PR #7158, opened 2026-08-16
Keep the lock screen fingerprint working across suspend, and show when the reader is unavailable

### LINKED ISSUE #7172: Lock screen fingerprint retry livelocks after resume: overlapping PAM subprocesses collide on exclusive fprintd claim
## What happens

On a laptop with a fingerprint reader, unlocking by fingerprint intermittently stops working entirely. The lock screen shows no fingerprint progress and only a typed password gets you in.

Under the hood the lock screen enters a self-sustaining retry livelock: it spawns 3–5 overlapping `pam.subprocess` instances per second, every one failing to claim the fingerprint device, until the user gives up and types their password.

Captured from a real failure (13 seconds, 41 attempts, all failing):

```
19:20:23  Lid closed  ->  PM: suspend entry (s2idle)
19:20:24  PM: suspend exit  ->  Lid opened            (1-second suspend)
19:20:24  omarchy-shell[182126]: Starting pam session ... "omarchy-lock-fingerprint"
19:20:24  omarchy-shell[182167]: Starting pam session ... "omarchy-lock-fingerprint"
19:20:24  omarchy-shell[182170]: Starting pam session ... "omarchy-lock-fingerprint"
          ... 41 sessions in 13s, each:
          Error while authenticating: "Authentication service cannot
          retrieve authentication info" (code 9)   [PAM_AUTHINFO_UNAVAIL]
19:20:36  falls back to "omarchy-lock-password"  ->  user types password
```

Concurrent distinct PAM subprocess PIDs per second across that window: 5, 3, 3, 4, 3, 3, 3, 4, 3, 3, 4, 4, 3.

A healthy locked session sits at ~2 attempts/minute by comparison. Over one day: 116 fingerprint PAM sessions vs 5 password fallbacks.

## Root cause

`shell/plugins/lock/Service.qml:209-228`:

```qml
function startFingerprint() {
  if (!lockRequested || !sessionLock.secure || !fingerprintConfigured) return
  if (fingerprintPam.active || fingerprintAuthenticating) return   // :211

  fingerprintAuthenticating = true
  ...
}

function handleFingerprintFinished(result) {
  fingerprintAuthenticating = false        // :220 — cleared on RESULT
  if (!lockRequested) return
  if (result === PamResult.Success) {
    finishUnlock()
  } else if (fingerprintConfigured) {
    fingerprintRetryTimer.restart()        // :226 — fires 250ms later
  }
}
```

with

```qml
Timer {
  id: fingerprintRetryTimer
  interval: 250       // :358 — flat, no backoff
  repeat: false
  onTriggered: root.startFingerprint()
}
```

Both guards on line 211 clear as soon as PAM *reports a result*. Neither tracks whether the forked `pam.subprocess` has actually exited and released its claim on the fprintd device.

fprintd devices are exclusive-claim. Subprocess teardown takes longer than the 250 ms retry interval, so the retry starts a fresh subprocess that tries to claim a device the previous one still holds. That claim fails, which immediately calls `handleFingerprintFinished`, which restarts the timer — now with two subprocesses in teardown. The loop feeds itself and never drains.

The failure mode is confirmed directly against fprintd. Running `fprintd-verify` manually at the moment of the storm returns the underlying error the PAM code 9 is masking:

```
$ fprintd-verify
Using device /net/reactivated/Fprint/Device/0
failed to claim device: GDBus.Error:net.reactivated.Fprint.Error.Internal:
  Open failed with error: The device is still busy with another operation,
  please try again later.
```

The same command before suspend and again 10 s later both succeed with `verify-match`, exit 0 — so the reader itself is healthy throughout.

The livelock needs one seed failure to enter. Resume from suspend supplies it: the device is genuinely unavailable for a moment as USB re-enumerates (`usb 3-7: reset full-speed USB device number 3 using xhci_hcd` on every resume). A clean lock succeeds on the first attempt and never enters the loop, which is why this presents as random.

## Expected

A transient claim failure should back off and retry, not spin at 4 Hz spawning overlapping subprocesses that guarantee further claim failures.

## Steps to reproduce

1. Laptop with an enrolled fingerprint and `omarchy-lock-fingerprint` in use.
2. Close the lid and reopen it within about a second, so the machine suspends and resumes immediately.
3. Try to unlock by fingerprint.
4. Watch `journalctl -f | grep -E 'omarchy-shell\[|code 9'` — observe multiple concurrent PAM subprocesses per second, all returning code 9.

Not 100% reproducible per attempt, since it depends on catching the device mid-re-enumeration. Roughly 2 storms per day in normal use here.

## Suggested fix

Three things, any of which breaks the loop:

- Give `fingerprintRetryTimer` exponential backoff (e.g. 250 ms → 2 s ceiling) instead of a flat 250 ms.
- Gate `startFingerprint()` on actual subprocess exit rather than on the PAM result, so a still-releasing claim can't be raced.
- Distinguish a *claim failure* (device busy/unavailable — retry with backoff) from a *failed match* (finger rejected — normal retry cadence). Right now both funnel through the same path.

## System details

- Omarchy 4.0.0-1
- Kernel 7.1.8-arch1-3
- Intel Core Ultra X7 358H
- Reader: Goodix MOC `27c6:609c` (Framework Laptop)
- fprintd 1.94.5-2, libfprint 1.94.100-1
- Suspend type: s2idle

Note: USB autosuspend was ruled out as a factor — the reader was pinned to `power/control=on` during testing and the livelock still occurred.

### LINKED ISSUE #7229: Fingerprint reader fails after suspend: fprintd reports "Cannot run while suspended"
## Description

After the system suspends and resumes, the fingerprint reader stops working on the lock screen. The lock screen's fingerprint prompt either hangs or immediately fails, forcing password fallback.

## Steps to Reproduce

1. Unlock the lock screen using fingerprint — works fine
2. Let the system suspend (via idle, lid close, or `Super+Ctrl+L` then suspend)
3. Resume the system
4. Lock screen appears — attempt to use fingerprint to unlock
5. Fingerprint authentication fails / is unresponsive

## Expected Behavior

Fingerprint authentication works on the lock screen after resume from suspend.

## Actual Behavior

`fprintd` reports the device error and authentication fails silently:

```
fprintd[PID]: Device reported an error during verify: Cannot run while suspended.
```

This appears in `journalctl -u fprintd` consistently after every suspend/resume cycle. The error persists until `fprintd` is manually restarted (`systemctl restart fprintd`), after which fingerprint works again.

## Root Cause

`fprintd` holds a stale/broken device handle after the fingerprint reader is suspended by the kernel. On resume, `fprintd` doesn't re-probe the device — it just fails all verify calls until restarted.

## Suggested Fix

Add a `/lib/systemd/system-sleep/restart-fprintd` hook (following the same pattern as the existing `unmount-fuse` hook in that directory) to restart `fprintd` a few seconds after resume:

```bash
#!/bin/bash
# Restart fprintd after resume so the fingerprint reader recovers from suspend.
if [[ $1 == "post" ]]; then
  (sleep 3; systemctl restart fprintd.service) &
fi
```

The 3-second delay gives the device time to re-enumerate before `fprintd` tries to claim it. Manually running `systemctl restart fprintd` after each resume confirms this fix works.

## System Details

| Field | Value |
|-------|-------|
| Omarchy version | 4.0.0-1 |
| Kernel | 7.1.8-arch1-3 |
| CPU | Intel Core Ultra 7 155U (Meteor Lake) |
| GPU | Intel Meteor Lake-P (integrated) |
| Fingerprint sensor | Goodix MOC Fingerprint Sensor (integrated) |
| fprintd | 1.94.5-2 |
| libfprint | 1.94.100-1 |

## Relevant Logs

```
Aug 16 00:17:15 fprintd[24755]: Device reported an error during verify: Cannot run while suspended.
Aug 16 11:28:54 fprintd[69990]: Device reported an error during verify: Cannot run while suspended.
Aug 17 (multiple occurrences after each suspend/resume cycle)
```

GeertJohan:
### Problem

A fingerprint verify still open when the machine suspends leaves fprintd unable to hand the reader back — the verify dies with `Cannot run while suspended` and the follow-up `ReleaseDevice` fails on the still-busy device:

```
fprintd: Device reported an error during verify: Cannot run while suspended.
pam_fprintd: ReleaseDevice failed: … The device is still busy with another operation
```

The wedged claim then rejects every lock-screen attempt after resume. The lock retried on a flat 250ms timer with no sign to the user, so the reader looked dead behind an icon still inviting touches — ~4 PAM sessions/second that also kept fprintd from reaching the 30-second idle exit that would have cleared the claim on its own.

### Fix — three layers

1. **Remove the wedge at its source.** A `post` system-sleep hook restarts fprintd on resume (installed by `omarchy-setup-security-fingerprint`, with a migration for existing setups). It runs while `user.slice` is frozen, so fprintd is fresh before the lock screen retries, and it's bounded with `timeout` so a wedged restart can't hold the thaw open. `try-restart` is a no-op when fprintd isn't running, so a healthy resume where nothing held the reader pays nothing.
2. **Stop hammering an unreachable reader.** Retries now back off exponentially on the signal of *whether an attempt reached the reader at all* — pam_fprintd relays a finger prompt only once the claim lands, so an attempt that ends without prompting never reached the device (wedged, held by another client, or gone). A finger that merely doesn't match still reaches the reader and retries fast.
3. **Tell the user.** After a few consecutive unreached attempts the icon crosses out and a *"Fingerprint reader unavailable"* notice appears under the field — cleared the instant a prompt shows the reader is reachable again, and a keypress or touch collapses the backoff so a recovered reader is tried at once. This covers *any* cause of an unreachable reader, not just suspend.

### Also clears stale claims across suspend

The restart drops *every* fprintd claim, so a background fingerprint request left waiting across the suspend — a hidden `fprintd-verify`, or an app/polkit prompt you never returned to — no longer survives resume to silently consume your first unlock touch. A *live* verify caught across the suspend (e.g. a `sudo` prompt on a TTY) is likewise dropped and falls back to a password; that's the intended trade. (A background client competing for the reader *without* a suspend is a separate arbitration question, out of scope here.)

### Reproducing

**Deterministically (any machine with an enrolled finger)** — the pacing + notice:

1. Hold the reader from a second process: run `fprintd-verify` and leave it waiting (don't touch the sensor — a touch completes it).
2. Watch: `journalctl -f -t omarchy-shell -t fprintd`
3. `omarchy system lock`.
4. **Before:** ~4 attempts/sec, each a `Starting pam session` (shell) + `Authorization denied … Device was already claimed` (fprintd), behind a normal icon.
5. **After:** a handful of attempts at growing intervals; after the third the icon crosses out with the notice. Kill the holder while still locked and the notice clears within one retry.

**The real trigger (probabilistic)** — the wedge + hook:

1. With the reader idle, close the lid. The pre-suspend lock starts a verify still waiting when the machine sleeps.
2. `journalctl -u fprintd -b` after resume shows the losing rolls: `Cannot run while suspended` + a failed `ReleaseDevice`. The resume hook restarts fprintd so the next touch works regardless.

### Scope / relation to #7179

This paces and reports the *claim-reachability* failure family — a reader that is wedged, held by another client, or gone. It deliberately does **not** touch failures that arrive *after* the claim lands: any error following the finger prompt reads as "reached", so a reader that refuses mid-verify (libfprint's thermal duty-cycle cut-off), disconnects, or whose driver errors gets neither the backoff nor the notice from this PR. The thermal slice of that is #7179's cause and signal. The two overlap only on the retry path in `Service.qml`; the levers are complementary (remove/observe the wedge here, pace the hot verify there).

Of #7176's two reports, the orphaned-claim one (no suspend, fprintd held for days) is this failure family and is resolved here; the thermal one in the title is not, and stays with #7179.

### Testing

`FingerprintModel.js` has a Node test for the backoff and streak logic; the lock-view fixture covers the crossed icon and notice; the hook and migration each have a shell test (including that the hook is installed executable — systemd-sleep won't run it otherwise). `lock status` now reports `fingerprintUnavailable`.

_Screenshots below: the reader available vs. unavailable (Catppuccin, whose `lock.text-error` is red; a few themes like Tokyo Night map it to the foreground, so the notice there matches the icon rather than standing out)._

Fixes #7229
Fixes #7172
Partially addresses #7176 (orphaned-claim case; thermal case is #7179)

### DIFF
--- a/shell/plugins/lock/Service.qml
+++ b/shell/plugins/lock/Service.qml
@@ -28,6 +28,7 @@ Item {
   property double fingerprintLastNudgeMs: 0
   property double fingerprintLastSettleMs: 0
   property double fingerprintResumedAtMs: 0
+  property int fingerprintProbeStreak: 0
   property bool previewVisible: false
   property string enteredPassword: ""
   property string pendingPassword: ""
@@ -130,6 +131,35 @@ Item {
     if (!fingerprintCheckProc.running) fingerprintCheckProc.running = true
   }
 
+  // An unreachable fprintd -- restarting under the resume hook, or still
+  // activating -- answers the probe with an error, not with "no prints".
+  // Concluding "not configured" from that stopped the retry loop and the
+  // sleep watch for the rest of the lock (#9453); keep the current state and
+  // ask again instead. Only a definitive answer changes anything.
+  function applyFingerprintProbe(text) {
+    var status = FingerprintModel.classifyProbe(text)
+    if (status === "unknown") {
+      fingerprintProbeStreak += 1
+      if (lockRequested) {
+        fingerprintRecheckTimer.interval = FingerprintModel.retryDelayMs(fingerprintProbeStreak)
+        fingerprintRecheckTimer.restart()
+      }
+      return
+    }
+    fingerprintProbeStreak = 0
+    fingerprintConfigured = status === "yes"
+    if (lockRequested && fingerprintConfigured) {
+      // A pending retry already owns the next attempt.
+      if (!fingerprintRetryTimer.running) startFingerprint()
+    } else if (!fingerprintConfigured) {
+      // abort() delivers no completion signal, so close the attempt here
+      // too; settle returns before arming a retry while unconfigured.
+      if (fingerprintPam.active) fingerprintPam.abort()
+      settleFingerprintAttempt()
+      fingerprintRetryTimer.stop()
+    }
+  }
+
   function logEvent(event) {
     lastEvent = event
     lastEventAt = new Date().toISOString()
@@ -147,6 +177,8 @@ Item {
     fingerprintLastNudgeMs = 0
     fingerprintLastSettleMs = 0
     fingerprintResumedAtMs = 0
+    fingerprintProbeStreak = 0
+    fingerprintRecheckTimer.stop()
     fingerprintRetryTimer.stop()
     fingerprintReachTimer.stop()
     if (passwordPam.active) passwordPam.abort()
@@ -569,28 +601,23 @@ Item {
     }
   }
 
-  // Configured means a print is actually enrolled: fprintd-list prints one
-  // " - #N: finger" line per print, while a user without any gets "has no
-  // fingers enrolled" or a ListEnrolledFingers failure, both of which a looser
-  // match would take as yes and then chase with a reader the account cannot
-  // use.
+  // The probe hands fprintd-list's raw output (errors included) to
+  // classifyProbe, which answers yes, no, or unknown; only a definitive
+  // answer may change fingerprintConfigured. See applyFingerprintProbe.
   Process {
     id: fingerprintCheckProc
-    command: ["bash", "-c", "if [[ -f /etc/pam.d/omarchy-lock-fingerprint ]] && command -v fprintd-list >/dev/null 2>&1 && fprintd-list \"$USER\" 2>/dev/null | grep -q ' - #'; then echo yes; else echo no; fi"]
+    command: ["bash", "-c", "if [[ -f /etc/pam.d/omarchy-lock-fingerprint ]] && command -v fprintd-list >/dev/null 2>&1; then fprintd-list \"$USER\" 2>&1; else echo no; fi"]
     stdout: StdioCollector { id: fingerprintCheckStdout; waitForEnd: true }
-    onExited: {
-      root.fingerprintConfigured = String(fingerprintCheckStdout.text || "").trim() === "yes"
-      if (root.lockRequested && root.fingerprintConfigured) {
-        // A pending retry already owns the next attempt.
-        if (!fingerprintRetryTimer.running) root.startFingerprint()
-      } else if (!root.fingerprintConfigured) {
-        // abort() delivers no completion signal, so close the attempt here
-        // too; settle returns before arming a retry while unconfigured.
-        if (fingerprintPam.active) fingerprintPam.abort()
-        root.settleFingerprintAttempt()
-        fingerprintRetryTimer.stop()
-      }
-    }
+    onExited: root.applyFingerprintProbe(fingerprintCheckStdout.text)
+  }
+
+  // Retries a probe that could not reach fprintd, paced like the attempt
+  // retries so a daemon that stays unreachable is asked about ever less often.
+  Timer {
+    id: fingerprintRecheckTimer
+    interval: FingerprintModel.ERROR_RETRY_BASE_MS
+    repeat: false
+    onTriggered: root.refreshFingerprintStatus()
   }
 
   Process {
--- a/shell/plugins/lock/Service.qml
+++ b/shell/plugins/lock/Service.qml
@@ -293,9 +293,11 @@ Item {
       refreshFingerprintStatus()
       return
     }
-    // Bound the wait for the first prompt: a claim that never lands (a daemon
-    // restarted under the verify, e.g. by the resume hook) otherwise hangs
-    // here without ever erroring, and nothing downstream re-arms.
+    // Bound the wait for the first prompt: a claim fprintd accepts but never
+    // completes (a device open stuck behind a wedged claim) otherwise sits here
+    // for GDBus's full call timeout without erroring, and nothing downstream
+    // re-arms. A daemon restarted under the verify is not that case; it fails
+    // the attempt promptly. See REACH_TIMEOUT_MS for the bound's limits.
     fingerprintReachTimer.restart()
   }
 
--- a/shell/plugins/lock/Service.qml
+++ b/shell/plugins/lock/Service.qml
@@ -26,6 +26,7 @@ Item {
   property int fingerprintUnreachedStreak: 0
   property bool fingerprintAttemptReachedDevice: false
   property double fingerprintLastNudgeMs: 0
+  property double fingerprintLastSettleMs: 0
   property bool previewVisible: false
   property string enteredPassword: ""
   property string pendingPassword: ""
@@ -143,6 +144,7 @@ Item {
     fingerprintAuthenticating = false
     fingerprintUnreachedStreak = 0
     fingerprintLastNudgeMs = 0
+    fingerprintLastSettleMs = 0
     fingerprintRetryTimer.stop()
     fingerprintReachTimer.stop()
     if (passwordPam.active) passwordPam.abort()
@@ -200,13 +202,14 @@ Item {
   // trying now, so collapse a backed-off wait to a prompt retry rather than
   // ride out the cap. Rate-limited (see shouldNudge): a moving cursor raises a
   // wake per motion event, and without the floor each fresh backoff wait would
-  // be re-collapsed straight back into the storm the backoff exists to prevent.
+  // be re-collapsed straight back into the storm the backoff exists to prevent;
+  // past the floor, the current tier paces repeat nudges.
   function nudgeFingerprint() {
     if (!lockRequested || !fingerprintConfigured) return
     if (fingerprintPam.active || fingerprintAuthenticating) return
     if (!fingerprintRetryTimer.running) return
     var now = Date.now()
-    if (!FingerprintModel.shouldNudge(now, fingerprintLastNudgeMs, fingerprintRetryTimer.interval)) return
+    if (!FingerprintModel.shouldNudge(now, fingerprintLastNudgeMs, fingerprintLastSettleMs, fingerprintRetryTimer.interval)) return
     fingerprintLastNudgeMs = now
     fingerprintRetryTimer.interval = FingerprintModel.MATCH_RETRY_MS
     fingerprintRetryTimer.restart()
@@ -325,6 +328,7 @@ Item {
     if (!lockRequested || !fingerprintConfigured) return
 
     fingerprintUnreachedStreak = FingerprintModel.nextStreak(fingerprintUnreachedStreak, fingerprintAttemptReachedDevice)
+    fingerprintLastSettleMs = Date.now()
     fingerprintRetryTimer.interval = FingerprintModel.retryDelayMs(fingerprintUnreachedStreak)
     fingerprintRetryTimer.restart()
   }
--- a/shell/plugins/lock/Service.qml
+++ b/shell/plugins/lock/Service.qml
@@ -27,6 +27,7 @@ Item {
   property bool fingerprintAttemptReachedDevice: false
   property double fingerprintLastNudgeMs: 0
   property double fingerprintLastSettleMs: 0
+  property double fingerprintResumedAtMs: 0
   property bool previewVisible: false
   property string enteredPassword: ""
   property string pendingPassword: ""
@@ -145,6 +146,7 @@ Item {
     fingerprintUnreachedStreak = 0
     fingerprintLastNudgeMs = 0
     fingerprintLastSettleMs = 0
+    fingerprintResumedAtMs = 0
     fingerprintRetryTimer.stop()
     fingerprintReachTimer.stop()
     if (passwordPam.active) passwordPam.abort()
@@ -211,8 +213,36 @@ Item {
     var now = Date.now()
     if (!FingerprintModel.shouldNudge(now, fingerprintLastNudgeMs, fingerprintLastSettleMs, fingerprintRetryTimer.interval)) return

□ □ □

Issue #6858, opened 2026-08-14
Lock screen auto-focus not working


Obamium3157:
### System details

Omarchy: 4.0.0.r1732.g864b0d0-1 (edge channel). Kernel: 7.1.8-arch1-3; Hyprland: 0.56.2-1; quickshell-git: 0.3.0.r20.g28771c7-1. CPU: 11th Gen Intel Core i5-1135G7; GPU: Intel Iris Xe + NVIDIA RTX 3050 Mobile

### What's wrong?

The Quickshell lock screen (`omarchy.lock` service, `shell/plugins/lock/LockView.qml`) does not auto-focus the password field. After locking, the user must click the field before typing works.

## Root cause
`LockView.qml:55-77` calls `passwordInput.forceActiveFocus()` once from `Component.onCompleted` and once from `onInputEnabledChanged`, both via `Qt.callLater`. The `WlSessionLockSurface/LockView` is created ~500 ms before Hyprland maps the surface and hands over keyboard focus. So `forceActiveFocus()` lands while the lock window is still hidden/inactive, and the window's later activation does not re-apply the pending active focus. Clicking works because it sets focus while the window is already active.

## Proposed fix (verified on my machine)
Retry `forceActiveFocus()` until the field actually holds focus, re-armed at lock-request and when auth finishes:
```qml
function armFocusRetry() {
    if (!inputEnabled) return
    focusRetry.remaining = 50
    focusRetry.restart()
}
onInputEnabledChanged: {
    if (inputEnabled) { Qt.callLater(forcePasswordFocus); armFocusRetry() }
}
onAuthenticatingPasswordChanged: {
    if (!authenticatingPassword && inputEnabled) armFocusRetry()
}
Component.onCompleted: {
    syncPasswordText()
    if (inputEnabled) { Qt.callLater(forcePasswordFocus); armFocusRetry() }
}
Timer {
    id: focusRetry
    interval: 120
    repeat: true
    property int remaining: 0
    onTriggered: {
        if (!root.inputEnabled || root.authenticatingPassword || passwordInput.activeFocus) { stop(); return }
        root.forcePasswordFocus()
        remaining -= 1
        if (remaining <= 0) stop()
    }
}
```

□ □ □

== TASK DETAILS ==
Of all the entries above, retype exactly the lines from the line with "## Expected Behavior" to the line with "### Problem", both included, and no others.

== RESULT OF THIS TASK ==
## Expected Behavior

Fingerprint authentication works on the lock screen after resume from suspend.

## Actual Behavior

`fprintd` reports the device error and authentication fails silently:

```
fprintd[PID]: Device reported an error during verify: Cannot run while suspended.
```

This appears in `journalctl -u fprintd` consistently after every suspend/resume cycle. The error persists until `fprintd` is manually restarted (`systemctl restart fprintd`), after which fingerprint works again.

## Root Cause

`fprintd` holds a stale/broken device handle after the fingerprint reader is suspended by the kernel. On resume, `fprintd` doesn't re-probe the device — it just fails all verify calls until restarted.

## Suggested Fix

Add a `/lib/systemd/system-sleep/restart-fprintd` hook (following the same pattern as the existing `unmount-fuse` hook in that directory) to restart `fprintd` a few seconds after resume:

```bash
#!/bin/bash
# Restart fprintd after resume so the fingerprint reader recovers from suspend.
if [[ $1 == "post" ]]; then
  (sleep 3; systemctl restart fprintd.service) &
fi
```

The 3-second delay gives the device time to re-enumerate before `fprintd` tries to claim it. Manually running `systemctl restart fprintd` after each resume confirms this fix works.

## System Details

| Field | Value |
|-------|-------|
| Omarchy version | 4.0.0-1 |
| Kernel | 7.1.8-arch1-3 |
| CPU | Intel Core Ultra 7 155U (Meteor Lake) |
| GPU | Intel Meteor Lake-P (integrated) |
| Fingerprint sensor | Goodix MOC Fingerprint Sensor (integrated) |
| fprintd | 1.94.5-2 |
| libfprint | 1.94.100-1 |

## Relevant Logs

```
Aug 16 00:17:15 fprintd[24755]: Device reported an error during verify: Cannot run while suspended.
Aug 16 11:28:54 fprintd[69990]: Device reported an error during verify: Cannot run while suspended.
Aug 17 (multiple occurrences after each suspend/resume cycle)
```

GeertJohan:
### Problem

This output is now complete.